- [WORK TO COMPLETE] Every line below from the one containing "## To Reproduce" through the one containing "- [x] Override" must be transcribed exactly. Omit all lines outside that stretch.

- [INPUT RECORDS]
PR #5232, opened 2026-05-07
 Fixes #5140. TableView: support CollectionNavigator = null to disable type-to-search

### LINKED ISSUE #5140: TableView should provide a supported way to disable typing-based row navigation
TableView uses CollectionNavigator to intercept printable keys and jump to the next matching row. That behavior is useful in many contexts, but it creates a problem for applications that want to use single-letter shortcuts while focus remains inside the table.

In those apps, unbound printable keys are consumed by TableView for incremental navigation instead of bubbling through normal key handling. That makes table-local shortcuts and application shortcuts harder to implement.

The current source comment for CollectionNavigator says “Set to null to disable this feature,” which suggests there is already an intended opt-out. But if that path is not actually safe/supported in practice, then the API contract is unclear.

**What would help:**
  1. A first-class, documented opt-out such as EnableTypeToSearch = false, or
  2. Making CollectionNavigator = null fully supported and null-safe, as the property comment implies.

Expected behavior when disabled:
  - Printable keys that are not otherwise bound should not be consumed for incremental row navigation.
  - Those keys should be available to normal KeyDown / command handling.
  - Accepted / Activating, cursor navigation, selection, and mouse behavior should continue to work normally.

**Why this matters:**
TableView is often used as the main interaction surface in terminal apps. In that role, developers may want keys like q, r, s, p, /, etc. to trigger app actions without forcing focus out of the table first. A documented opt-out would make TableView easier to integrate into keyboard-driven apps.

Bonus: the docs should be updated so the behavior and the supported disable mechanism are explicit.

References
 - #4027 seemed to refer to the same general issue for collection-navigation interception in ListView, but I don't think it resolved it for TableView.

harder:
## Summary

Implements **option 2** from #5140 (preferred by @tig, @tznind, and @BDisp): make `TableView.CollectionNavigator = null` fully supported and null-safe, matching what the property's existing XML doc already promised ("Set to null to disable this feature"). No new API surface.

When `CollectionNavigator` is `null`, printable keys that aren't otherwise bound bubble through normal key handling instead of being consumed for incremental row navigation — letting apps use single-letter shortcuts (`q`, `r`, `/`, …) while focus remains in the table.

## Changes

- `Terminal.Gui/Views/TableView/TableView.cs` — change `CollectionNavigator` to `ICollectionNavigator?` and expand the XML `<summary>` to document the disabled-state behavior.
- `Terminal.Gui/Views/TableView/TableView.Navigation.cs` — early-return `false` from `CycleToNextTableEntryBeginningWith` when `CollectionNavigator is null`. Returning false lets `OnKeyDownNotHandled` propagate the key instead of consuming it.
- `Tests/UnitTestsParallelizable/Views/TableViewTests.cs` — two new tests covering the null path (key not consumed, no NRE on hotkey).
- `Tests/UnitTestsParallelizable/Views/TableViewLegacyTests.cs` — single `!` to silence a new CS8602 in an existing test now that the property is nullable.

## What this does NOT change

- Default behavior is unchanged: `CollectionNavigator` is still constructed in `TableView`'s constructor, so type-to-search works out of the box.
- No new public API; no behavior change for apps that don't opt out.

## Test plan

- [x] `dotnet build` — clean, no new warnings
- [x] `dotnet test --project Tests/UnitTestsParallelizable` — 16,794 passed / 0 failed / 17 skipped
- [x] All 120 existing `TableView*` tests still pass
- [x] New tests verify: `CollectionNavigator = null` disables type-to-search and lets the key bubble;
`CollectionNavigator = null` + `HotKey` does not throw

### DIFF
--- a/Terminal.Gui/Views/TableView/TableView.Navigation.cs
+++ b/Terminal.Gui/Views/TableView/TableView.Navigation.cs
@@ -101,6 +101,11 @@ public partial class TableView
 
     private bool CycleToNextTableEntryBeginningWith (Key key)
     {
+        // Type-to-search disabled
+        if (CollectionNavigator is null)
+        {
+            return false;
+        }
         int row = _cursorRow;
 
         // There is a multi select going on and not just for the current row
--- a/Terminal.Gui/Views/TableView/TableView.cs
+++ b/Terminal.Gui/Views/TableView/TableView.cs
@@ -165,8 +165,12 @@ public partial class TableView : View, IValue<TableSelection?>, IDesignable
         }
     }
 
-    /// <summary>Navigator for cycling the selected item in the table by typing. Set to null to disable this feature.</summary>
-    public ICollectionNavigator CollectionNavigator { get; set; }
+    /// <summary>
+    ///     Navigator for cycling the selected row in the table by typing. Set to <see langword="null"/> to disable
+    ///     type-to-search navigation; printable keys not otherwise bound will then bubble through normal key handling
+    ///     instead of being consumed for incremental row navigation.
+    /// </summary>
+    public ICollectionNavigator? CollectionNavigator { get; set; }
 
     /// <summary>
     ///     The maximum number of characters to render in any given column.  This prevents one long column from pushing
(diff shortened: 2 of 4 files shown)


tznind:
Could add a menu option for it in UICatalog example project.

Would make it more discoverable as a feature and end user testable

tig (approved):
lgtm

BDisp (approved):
---
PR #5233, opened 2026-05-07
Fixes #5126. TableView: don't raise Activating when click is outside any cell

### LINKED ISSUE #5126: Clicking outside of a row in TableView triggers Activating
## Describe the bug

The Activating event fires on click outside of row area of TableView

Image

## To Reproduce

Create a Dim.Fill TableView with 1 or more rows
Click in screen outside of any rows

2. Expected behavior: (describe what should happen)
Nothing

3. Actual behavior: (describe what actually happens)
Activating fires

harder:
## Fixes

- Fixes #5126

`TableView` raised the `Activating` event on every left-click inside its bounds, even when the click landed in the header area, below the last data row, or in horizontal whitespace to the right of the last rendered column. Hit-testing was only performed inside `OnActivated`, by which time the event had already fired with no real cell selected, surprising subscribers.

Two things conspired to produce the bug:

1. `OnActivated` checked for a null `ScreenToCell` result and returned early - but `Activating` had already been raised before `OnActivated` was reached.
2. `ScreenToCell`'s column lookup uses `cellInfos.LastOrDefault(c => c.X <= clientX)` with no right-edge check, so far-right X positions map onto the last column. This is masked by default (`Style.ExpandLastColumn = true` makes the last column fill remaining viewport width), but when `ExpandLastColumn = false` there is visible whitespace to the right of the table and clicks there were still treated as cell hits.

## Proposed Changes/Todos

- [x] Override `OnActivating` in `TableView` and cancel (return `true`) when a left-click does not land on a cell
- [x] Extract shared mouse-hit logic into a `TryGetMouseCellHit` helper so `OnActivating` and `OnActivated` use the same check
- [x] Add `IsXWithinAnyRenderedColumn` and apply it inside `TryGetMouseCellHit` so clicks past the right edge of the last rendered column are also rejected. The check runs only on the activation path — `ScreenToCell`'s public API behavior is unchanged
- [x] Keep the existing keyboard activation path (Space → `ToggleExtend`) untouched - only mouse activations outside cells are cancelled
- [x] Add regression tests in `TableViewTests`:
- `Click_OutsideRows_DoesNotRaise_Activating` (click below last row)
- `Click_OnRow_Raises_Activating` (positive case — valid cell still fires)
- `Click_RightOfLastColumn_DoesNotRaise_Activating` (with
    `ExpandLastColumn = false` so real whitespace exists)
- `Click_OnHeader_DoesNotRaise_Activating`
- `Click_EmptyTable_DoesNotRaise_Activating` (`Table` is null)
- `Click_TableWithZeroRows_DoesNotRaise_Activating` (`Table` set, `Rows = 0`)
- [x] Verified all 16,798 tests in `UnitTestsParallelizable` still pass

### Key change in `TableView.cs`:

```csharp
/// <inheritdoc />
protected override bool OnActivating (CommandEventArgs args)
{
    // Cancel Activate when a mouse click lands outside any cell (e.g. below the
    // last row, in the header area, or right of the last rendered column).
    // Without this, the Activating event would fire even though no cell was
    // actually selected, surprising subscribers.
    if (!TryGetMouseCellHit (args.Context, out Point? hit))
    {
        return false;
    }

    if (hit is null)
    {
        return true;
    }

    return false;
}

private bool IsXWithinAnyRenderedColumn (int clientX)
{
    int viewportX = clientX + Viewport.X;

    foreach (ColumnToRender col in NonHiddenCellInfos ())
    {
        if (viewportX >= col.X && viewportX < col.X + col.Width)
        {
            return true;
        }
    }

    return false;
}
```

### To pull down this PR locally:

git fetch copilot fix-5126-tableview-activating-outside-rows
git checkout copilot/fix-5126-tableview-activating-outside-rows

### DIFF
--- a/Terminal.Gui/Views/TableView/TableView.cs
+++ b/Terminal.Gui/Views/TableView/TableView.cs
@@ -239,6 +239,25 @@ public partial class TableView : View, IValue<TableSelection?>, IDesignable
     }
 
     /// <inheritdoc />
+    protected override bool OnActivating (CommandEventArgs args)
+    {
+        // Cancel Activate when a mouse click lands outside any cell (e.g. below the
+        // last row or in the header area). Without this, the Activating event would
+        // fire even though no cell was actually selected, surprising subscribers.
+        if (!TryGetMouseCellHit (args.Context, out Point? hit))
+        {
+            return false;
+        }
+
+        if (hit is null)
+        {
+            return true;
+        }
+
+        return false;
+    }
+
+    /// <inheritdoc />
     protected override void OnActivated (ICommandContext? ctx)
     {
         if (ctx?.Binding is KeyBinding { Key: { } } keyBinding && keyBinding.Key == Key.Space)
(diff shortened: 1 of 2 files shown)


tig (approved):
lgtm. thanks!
* * *
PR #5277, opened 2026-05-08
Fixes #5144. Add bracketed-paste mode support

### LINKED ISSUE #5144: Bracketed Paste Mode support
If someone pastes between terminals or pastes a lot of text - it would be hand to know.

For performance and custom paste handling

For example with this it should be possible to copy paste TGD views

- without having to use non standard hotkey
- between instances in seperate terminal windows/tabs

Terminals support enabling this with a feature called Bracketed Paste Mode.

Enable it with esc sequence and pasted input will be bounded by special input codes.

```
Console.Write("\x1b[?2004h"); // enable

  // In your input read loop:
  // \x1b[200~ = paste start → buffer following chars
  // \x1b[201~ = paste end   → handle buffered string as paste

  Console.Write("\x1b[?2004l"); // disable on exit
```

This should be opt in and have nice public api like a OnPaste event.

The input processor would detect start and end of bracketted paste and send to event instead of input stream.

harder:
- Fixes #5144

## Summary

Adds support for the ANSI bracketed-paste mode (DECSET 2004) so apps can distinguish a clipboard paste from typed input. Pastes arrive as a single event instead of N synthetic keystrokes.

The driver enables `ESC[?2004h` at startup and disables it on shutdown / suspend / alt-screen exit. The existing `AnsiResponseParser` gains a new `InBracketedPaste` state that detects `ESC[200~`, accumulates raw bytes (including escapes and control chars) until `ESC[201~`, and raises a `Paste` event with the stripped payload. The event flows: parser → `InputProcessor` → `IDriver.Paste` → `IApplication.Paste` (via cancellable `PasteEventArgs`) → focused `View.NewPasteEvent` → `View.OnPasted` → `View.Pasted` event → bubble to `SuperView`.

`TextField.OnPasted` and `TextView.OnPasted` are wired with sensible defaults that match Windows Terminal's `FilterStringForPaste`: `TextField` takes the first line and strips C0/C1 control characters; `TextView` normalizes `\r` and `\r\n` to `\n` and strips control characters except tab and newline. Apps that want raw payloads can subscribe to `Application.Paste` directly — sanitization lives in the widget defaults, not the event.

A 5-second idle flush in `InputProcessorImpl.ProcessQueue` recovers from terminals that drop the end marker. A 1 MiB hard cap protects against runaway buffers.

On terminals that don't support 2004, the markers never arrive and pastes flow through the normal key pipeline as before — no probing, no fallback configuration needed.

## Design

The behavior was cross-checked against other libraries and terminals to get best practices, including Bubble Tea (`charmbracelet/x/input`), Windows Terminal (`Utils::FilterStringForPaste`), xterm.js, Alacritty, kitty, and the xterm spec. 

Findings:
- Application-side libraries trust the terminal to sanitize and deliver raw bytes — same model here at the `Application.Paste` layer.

- [FINAL ANSWER]
## To Reproduce

Create a Dim.Fill TableView with 1 or more rows
Click in screen outside of any rows

2. Expected behavior: (describe what should happen)
Nothing

3. Actual behavior: (describe what actually happens)
Activating fires

harder:
## Fixes

- Fixes #5126

`TableView` raised the `Activating` event on every left-click inside its bounds, even when the click landed in the header area, below the last data row, or in horizontal whitespace to the right of the last rendered column. Hit-testing was only performed inside `OnActivated`, by which time the event had already fired with no real cell selected, surprising subscribers.

Two things conspired to produce the bug:

1. `OnActivated` checked for a null `ScreenToCell` result and returned early - but `Activating` had already been raised before `OnActivated` was reached.
2. `ScreenToCell`'s column lookup uses `cellInfos.LastOrDefault(c => c.X <= clientX)` with no right-edge check, so far-right X positions map onto the last column. This is masked by default (`Style.ExpandLastColumn = true` makes the last column fill remaining viewport width), but when `ExpandLastColumn = false` there is visible whitespace to the right of the table and clicks there were still treated as cell hits.

## Proposed Changes/Todos

- [x] Override `OnActivating` in `TableView` and cancel (return `true`) when a left-click does not land on a cell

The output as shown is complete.